Stored items from a collection:
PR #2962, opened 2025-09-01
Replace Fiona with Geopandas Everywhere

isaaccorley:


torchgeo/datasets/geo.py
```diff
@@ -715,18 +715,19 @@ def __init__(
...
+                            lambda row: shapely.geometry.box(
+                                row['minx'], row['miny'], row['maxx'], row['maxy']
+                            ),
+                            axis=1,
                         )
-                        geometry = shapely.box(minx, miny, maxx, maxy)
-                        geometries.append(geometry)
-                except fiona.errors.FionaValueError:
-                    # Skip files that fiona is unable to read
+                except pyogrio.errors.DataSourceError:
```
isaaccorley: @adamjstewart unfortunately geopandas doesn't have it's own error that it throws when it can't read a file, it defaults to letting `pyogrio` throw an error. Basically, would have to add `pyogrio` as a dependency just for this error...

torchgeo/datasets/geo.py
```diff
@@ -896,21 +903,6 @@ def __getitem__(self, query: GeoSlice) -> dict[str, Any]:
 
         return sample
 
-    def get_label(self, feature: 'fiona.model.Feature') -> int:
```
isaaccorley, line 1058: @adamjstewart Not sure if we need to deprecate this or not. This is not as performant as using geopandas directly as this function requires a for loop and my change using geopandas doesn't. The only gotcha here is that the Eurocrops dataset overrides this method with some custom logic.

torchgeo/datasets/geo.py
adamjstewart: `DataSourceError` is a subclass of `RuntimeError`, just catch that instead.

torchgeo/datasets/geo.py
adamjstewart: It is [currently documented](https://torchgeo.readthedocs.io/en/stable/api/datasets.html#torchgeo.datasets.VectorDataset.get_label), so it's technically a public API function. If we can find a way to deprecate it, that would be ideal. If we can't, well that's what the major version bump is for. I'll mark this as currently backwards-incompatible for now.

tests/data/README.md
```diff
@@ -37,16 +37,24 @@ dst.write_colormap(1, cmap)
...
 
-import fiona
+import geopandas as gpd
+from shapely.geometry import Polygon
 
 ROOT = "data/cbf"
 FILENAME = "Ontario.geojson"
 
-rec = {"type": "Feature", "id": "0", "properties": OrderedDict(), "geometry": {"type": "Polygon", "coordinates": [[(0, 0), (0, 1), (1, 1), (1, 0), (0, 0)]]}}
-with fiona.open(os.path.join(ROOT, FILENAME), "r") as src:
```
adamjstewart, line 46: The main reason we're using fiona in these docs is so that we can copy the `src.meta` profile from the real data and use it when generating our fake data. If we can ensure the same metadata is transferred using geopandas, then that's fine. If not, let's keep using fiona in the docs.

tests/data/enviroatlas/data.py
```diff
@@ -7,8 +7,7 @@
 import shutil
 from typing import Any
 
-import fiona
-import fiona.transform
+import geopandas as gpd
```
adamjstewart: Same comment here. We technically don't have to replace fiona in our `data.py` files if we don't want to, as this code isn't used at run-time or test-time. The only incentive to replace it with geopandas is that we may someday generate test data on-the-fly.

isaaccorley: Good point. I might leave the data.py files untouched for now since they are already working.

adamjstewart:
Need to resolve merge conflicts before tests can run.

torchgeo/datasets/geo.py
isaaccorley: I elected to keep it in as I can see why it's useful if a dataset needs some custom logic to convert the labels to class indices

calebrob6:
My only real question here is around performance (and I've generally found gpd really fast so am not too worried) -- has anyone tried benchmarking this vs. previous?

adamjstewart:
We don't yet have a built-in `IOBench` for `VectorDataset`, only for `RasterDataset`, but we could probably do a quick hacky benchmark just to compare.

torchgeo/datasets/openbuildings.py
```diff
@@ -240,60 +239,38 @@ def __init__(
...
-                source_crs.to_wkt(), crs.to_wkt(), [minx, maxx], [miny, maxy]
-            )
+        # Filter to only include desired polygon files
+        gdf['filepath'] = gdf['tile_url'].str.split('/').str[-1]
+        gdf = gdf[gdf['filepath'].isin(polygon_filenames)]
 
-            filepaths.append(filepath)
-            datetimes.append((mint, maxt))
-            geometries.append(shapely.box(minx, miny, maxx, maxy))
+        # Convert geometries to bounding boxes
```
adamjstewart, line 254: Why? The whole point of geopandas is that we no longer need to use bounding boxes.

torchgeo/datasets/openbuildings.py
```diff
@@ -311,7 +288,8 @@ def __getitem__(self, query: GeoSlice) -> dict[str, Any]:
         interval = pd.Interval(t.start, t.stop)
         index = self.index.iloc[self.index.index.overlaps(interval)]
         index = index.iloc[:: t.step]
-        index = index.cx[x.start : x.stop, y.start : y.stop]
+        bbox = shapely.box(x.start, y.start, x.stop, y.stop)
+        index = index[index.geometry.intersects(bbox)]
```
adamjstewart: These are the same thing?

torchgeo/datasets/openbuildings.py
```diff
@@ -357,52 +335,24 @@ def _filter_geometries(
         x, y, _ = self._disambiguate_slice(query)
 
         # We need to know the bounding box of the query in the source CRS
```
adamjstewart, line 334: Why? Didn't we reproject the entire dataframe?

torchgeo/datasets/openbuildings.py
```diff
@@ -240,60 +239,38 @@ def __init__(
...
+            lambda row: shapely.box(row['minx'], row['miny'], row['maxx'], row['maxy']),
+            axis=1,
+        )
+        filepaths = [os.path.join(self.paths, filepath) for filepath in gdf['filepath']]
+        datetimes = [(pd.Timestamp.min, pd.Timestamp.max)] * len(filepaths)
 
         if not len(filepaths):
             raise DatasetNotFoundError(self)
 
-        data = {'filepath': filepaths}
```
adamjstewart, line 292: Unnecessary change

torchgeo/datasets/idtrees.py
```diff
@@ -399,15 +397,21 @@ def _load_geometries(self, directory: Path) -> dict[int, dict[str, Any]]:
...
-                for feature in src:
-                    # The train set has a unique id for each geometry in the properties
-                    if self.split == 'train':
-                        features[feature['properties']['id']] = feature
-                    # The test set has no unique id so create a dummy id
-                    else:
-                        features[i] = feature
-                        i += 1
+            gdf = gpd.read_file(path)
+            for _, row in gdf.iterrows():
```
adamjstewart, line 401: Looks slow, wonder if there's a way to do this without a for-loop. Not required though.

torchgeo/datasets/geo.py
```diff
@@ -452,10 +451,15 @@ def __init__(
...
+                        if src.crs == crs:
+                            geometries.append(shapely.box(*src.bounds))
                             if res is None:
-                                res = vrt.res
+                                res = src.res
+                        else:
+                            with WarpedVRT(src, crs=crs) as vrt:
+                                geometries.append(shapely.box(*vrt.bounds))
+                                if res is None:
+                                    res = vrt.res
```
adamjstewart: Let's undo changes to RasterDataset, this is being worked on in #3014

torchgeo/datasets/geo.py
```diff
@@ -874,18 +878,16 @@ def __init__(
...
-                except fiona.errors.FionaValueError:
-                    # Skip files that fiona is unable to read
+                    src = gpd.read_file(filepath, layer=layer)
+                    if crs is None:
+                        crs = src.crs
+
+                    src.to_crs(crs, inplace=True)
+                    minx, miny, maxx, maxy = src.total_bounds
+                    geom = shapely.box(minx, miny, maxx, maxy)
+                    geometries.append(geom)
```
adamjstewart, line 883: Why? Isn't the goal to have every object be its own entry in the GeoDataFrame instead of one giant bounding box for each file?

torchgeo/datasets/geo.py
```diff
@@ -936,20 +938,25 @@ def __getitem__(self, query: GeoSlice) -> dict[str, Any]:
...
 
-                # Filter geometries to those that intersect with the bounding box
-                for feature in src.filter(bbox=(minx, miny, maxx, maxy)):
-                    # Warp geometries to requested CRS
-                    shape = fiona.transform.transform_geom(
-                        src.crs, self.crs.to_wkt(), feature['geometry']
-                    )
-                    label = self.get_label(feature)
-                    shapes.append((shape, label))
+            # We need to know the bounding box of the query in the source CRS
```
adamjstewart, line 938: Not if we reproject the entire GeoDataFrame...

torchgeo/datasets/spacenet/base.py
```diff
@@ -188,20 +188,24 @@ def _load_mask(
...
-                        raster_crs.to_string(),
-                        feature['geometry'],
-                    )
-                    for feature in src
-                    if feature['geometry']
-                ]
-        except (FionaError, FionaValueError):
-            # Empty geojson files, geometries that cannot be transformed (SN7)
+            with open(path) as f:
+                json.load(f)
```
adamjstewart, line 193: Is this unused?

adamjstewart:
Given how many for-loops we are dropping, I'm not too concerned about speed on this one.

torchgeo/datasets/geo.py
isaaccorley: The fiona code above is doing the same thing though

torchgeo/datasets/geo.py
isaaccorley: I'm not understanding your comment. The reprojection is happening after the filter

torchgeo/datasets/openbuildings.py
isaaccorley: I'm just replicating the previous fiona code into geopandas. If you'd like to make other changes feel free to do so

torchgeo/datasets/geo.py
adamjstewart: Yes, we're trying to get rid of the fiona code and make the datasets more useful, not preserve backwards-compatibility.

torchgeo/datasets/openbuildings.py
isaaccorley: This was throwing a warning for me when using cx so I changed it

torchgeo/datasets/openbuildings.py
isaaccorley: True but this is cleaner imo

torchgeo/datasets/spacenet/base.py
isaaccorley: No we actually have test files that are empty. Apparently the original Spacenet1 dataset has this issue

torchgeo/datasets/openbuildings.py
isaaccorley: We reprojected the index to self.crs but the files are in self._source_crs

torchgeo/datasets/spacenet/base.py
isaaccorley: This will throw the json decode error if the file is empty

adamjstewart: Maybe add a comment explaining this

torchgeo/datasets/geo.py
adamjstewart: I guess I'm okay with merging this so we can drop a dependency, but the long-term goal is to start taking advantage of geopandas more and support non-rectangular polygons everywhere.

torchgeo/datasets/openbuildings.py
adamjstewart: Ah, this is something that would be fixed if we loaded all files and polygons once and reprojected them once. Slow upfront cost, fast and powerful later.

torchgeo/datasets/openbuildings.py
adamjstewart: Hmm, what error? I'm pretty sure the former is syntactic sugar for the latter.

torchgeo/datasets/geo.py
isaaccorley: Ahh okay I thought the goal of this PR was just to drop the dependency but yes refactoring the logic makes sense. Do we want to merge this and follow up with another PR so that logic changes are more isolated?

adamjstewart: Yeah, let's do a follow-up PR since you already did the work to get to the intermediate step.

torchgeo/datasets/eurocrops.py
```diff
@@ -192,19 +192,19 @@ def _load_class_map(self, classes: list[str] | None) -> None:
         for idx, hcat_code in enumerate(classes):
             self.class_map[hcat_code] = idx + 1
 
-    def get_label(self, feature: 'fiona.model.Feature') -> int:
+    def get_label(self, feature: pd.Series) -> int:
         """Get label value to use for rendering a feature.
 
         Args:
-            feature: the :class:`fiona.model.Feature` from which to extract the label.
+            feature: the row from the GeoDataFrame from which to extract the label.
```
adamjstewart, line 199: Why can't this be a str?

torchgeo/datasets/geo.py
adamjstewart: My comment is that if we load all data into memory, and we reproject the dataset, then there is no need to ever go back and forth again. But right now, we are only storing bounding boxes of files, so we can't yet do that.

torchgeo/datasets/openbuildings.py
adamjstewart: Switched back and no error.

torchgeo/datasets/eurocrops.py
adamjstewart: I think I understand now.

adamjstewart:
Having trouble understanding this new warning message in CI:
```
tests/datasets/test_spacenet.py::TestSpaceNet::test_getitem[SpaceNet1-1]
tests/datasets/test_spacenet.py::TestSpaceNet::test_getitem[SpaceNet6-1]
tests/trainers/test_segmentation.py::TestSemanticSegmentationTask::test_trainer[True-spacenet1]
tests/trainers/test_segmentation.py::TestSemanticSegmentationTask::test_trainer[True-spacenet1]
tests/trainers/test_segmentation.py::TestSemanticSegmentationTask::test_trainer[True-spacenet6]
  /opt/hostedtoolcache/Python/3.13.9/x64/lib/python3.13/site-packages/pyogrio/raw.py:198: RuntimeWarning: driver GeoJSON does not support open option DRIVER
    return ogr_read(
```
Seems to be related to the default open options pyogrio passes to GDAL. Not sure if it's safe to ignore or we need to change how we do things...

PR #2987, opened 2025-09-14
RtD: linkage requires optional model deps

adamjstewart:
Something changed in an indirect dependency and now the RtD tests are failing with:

* * *

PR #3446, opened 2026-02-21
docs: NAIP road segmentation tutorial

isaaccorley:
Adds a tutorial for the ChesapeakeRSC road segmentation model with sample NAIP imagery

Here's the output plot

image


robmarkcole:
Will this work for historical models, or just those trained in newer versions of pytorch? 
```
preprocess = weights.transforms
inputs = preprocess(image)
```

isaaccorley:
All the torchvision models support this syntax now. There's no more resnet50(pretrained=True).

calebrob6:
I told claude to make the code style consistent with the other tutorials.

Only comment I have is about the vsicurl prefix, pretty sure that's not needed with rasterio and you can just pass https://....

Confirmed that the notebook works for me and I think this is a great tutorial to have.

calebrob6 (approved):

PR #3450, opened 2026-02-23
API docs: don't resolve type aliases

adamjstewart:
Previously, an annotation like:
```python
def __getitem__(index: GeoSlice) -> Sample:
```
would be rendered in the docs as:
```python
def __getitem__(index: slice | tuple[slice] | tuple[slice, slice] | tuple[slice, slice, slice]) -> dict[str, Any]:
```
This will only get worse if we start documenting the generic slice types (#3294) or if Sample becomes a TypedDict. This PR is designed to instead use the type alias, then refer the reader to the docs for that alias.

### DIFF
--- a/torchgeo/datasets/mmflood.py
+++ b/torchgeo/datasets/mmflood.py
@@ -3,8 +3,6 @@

--

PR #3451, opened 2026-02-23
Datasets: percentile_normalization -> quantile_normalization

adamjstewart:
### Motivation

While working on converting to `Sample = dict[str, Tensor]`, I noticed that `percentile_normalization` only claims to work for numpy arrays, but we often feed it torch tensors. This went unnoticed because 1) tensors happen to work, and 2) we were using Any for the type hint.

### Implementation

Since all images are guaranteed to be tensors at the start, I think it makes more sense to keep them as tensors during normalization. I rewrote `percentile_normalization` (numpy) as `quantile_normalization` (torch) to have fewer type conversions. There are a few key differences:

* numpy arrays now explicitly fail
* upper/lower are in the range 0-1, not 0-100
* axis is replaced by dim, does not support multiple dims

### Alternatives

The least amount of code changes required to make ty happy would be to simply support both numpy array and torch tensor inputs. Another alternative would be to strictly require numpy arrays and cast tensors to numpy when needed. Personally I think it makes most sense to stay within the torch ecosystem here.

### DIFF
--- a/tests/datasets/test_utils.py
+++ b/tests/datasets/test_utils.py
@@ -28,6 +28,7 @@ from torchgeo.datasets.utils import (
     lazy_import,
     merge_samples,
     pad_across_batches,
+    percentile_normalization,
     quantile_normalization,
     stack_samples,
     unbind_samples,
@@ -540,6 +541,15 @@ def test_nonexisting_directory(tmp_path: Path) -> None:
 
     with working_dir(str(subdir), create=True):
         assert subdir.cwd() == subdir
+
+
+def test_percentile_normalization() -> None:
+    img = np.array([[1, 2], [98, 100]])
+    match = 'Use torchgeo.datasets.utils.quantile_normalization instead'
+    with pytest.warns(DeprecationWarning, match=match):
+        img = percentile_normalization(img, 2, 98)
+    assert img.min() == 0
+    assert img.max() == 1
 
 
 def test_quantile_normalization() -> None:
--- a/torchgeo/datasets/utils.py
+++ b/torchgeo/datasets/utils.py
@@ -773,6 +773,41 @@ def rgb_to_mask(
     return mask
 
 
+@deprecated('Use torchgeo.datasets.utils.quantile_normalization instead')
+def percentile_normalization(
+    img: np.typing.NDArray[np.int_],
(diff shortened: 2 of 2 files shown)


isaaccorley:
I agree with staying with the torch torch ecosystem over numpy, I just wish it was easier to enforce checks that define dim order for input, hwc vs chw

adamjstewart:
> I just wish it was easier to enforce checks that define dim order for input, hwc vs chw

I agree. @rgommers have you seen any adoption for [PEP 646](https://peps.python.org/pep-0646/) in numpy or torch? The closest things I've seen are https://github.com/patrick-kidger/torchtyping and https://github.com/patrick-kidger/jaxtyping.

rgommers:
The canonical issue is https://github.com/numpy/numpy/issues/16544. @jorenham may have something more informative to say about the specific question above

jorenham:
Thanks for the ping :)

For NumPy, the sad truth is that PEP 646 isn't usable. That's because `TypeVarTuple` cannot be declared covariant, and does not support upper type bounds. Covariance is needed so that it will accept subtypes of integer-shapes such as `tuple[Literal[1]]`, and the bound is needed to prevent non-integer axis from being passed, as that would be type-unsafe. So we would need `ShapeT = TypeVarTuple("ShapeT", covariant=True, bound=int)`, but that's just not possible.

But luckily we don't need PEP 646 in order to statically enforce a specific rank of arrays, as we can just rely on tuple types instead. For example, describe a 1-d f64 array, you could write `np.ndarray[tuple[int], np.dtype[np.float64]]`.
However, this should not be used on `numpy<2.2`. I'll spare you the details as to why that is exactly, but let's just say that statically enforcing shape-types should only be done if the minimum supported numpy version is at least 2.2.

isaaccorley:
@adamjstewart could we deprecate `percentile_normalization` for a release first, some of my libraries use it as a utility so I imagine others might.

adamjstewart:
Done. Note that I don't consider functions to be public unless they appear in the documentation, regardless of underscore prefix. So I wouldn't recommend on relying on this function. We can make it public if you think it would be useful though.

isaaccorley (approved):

Exercise details: A single number is the whole answer: how many lines in the entries hold the word "maxy".

Solution for this exercise: 8